### Work instructions
Print the data exactly as it is given, please.

· · · · ·

PR #8378, opened 2019-01-21
[1LP][RFR] CB events infra object and Mixing

digitronik:
Purpose or Intent
=================
{{pytest: cfme/tests/automate/custom_button/test_infra_objects.py::test_custom_button_events -v}}

### DIFF
--- a/cfme/common/__init__.py
+++ b/cfme/common/__init__.py
@@ -658,3 +658,61 @@ class UtilizationMixin(object):
     # @cached_property
     # def utilization(self):
     #     return Utilization(self)
+
+
+class CustomButtonEventsView(View):
+    """Class represents common custom button events page in CFME UI"""
+
+    breadcrumb = BreadCrumb()
+    title = Text('//div[@id="main-content"]//h1')
+    table = Table('//*[@class="miq-data-table"]/table')
+
+    @property
+    def is_displayed(self):
+        expected_title = "{} (All Custom Button Events)".format(self.context["object"].name)
+        return (
+            self.title.text == expected_title and self.breadcrumb.active_location == expected_title
+        )
+
+
+class CustomButtonEventsMixin(object):
+    @property
+    def cb_event_count(self):
+        view = navigate_to(self, "Details")
+        ent = view.entities
+        table = ent.summary("Relationships") if hasattr(ent, "summary") else ent.relationships
+        # Some objects have filed text `Custom button events` in relationship table
+        cb_text = (
+            "Custom Button Events"
+            if "Custom Button Events" in table.fields
+            else "Custom button events"
+        )
+        return int(table.get_text_of(cb_text))
+
+    def get_button_events(self):
+        try:
+            view = navigate_to(self, "ButtonEvents")
+            return view.table.read()
+        except DestinationNotFound:
+            return []
+
+
+@navigator.register(CustomButtonEventsMixin, "ButtonEvents")
+class CustomButtonEvents(CFMENavigateStep):
+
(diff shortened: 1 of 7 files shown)


cfme/common/__init__.py
```diff
@@ -658,3 +658,61 @@ class UtilizationMixin(object):
...
+        )
+
+
+class CustomButtonEventsMixin(object):
+    @property
+    def cb_event_count(self):
+        view = navigate_to(self, "Details")
+        ent = view.entities
+        table = ent.summary("Relationships") if hasattr(ent, "summary") else ent.relationships
+        # Some objects have filed text `Custom button events` in relationship table
```
mshriver: Please submit a BZ against this inconsistency in the UI, with UX whiteboard.

cfme/common/__init__.py
```diff
@@ -658,3 +658,61 @@ class UtilizationMixin(object):
...
+    prerequisite = NavigateToSibling("Details")
+
+    def step(self):
+        ent = self.prerequisite_view.entities
+        table = ent.summary("Relationships") if hasattr(ent, "summary") else ent.relationships
+        # Some objects have filed text `Custom button events` in relationship table
+        cb_text = (
+            "Custom Button Events"
+            if "Custom Button Events" in table.fields
+            else "Custom button events"
```
mshriver: I don't like the duplication between this and the convenience methods provided by the mixin class above.  Let's find a better way to capture this poor UX workaround, and the variance in the table name/access.

Potentially going as far as updating all of the classes where you expect to add the mixin, changing their entities definitions to use ParametrizedSummaryTable consistently.  Then you can eliminate the ternary statement above.  This would likely require changes in the tests related to the framework views that are updated.

cfme/common/__init__.py
```diff
@@ -658,3 +658,61 @@ class UtilizationMixin(object):
...
+        )
+        return int(table.get_text_of(cb_text))
+
+    def get_button_events(self):
```
mshriver: Couple of thoughts here:

1. Is a '*_count' method really necessary when this returns a list that the caller could just use len() on?

2.  Assuming we do need a '*_count' method, let's make this mixin consistent, and have it provide two properties, `button_event_count` and `button_events`.  Given the duplicated string/attribute selection in navigation and the count method, I'd lean towards keeping the Mixin skinny, and just linking Collections/Entities to a `ButtonEvents` navigation.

· · · · ·

### Answer to the problem
PR #8378, opened 2019-01-21
[1LP][RFR] CB events infra object and Mixing

digitronik:
Purpose or Intent
=================
{{pytest: cfme/tests/automate/custom_button/test_infra_objects.py::test_custom_button_events -v}}

### DIFF
--- a/cfme/common/__init__.py
+++ b/cfme/common/__init__.py
@@ -658,3 +658,61 @@ class UtilizationMixin(object):
     # @cached_property
     # def utilization(self):
     #     return Utilization(self)
+
+
+class CustomButtonEventsView(View):
+    """Class represents common custom button events page in CFME UI"""
+
+    breadcrumb = BreadCrumb()
+    title = Text('//div[@id="main-content"]//h1')
+    table = Table('//*[@class="miq-data-table"]/table')
+
+    @property
+    def is_displayed(self):
+        expected_title = "{} (All Custom Button Events)".format(self.context["object"].name)
+        return (
+            self.title.text == expected_title and self.breadcrumb.active_location == expected_title
+        )
+
+
+class CustomButtonEventsMixin(object):
+    @property
+    def cb_event_count(self):
+        view = navigate_to(self, "Details")
+        ent = view.entities
+        table = ent.summary("Relationships") if hasattr(ent, "summary") else ent.relationships
+        # Some objects have filed text `Custom button events` in relationship table
+        cb_text = (
+            "Custom Button Events"
+            if "Custom Button Events" in table.fields
+            else "Custom button events"
+        )
+        return int(table.get_text_of(cb_text))
+
+    def get_button_events(self):
+        try:
+            view = navigate_to(self, "ButtonEvents")
+            return view.table.read()
+        except DestinationNotFound:
+            return []
+
+
+@navigator.register(CustomButtonEventsMixin, "ButtonEvents")
+class CustomButtonEvents(CFMENavigateStep):
+
(diff shortened: 1 of 7 files shown)


cfme/common/__init__.py
```diff
@@ -658,3 +658,61 @@ class UtilizationMixin(object):
...
+        )
+
+
+class CustomButtonEventsMixin(object):
+    @property
+    def cb_event_count(self):
+        view = navigate_to(self, "Details")
+        ent = view.entities
+        table = ent.summary("Relationships") if hasattr(ent, "summary") else ent.relationships
+        # Some objects have filed text `Custom button events` in relationship table
```
mshriver: Please submit a BZ against this inconsistency in the UI, with UX whiteboard.

cfme/common/__init__.py
```diff
@@ -658,3 +658,61 @@ class UtilizationMixin(object):
...
+    prerequisite = NavigateToSibling("Details")
+
+    def step(self):
+        ent = self.prerequisite_view.entities
+        table = ent.summary("Relationships") if hasattr(ent, "summary") else ent.relationships
+        # Some objects have filed text `Custom button events` in relationship table
+        cb_text = (
+            "Custom Button Events"
+            if "Custom Button Events" in table.fields
+            else "Custom button events"
```
mshriver: I don't like the duplication between this and the convenience methods provided by the mixin class above.  Let's find a better way to capture this poor UX workaround, and the variance in the table name/access.

Potentially going as far as updating all of the classes where you expect to add the mixin, changing their entities definitions to use ParametrizedSummaryTable consistently.  Then you can eliminate the ternary statement above.  This would likely require changes in the tests related to the framework views that are updated.

cfme/common/__init__.py
```diff
@@ -658,3 +658,61 @@ class UtilizationMixin(object):
...
+        )
+        return int(table.get_text_of(cb_text))
+
+    def get_button_events(self):
```
mshriver: Couple of thoughts here:

1. Is a '*_count' method really necessary when this returns a list that the caller could just use len() on?

2.  Assuming we do need a '*_count' method, let's make this mixin consistent, and have it provide two properties, `button_event_count` and `button_events`.  Given the duplicated string/attribute selection in navigation and the count method, I'd lean towards keeping the Mixin skinny, and just linking Collections/Entities to a `ButtonEvents` navigation.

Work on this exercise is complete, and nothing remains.